Clinical Pharmacology Unit, Department of Basic and Applied Medical Sciences, Ghent University, Ghent, Belgium.
Department of Public Health and Primary Care, Ghent University, Ghent, Belgium.
Scand J Prim Health Care. 2021 Dec;39(4):533-542. doi: 10.1080/02813432.2021.2006487. Epub 2021 Dec 11.

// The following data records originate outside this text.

PR #116, opened 2019-08-12
Add null checks for guiConfig() as some custom configs don't have a gui section

kjcho-msft:


Services/DataX.Config/DataX.Config.Test/RuntimeConfigGenerationBatchTest.cs
```diff
@@ -88,7 +88,7 @@ public override int GetOrder()
             public override async Task<string> Process(FlowDeploymentSession flowToDeploy)
             {
                 var guiConfig = flowToDeploy.Config.GetGuiConfig();
-                if (guiConfig.Input.Mode == Constants.InputMode_Batching)
+                if (guiConfig?.Input?.Mode == Constants.InputMode_Batching)
```
carlbrochu: anyway to refactor this so future impl don't have to remember to do this?

kjcho-msft: Good point but it's not easy to create a helper method since the way to use the guiConfig varies quite a bit depending on where it's used. But the test I added here should catch this kind of issue.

Long-term antidepressant use, much longer than recommended by guidelines, can harm patients and generate unnecessary costs. Most antidepressants are prescribed by general practitioners (GPs) but it remains unclear why they do not discontinue long-term use.
To explore GPs' views and experiences of discontinuing long-term antidepressants, barriers and facilitators of discontinuation and required support.
Qualitative study in Belgian GPs.
20 semi-structured face-to-face interviews with GPs. Interviews were analysed thematically.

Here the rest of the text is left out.